* _What is being asked_
Lines with the word "version" are the answer; copy each of them from the data below.

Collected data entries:
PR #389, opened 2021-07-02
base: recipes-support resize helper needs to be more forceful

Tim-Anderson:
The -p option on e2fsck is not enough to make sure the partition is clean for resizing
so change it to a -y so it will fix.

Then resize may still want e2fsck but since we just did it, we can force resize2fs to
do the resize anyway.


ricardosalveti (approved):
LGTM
--
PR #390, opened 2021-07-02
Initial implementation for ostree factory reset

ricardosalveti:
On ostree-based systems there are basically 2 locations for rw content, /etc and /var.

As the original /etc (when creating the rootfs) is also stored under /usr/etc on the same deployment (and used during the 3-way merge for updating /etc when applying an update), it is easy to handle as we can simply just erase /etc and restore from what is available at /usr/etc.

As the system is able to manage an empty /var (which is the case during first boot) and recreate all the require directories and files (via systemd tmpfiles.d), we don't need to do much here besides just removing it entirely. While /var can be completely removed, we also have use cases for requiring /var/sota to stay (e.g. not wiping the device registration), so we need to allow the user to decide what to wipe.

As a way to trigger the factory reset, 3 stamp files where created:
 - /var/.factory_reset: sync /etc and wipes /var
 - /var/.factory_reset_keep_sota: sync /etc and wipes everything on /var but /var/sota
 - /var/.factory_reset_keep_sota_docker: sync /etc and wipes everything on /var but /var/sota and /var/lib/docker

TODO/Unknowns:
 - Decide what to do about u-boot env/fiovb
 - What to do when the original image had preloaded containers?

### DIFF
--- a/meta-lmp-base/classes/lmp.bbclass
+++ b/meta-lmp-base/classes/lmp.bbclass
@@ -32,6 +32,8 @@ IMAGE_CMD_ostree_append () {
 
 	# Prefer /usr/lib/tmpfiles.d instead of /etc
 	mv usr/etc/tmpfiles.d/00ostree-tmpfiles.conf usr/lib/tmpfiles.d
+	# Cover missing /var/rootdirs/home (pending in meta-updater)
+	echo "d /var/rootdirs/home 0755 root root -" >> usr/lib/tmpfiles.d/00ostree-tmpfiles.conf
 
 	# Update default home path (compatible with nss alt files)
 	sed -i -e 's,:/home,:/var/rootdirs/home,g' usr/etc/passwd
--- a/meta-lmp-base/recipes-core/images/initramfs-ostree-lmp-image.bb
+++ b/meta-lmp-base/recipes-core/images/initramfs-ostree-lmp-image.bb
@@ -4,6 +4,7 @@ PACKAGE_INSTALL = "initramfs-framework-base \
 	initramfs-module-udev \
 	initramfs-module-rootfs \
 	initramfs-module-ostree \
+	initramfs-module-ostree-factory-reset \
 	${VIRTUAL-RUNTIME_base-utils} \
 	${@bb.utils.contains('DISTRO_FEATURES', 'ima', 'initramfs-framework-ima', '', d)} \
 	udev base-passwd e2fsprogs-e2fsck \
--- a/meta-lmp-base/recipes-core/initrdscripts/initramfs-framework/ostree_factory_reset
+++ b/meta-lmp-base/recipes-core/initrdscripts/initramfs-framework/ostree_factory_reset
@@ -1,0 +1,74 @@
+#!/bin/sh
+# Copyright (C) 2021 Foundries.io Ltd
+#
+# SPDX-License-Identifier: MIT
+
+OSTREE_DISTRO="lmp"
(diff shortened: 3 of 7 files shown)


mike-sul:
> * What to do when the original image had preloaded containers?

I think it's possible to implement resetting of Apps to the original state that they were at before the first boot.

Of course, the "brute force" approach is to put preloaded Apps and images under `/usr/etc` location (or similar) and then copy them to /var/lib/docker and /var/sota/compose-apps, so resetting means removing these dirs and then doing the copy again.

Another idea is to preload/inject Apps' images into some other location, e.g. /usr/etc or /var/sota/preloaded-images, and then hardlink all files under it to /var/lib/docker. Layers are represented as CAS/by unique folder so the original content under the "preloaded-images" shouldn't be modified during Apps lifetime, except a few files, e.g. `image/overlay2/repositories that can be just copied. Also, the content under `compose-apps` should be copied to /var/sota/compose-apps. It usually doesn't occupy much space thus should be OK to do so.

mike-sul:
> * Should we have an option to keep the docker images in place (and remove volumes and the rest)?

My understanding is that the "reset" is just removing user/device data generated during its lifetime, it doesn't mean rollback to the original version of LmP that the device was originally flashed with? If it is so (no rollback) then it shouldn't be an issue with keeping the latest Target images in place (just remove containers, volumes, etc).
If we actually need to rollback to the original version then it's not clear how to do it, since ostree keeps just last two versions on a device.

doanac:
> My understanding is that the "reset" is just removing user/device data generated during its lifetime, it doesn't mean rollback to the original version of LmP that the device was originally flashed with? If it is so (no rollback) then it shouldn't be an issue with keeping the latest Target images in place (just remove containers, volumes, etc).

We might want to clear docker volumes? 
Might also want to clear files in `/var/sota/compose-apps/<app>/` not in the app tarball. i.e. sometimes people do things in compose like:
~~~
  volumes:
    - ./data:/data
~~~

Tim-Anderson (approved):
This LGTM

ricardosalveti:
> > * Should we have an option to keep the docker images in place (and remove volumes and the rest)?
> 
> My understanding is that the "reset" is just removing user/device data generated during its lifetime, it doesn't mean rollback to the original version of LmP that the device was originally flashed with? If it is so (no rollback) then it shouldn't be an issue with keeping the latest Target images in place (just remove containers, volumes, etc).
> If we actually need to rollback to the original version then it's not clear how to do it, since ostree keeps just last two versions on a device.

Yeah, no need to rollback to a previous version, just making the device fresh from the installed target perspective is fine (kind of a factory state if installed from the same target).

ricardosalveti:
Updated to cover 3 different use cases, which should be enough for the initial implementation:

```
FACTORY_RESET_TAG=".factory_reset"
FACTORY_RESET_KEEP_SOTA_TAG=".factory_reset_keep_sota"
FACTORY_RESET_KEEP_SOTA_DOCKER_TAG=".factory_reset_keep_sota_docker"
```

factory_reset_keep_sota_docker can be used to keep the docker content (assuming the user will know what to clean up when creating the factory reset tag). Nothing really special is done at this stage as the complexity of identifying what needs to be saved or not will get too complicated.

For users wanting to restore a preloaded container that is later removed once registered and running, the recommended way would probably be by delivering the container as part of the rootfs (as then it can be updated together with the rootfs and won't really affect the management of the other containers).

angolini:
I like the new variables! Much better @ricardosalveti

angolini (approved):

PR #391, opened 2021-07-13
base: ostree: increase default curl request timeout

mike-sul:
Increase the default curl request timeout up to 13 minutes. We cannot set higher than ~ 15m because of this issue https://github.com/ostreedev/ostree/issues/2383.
==
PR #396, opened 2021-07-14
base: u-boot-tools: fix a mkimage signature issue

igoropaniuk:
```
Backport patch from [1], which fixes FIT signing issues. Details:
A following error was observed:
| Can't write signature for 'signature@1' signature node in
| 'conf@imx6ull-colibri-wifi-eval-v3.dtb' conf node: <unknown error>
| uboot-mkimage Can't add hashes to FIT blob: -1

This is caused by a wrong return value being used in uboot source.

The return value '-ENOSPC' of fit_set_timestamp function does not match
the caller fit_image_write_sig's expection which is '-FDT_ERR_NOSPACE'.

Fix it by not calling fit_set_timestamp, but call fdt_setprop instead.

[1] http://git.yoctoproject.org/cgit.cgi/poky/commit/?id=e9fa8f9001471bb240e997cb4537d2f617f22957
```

* _Task answer_
My understanding is that the "reset" is just removing user/device data generated during its lifetime, it doesn't mean rollback to the original version of LmP that the device was originally flashed with? If it is so (no rollback) then it shouldn't be an issue with keeping the latest Target images in place (just remove containers, volumes, etc).
If we actually need to rollback to the original version then it's not clear how to do it, since ostree keeps just last two versions on a device.
> My understanding is that the "reset" is just removing user/device data generated during its lifetime, it doesn't mean rollback to the original version of LmP that the device was originally flashed with? If it is so (no rollback) then it shouldn't be an issue with keeping the latest Target images in place (just remove containers, volumes, etc).
> My understanding is that the "reset" is just removing user/device data generated during its lifetime, it doesn't mean rollback to the original version of LmP that the device was originally flashed with? If it is so (no rollback) then it shouldn't be an issue with keeping the latest Target images in place (just remove containers, volumes, etc).
> If we actually need to rollback to the original version then it's not clear how to do it, since ostree keeps just last two versions on a device.
Yeah, no need to rollback to a previous version, just making the device fresh from the installed target perspective is fine (kind of a factory state if installed from the same target).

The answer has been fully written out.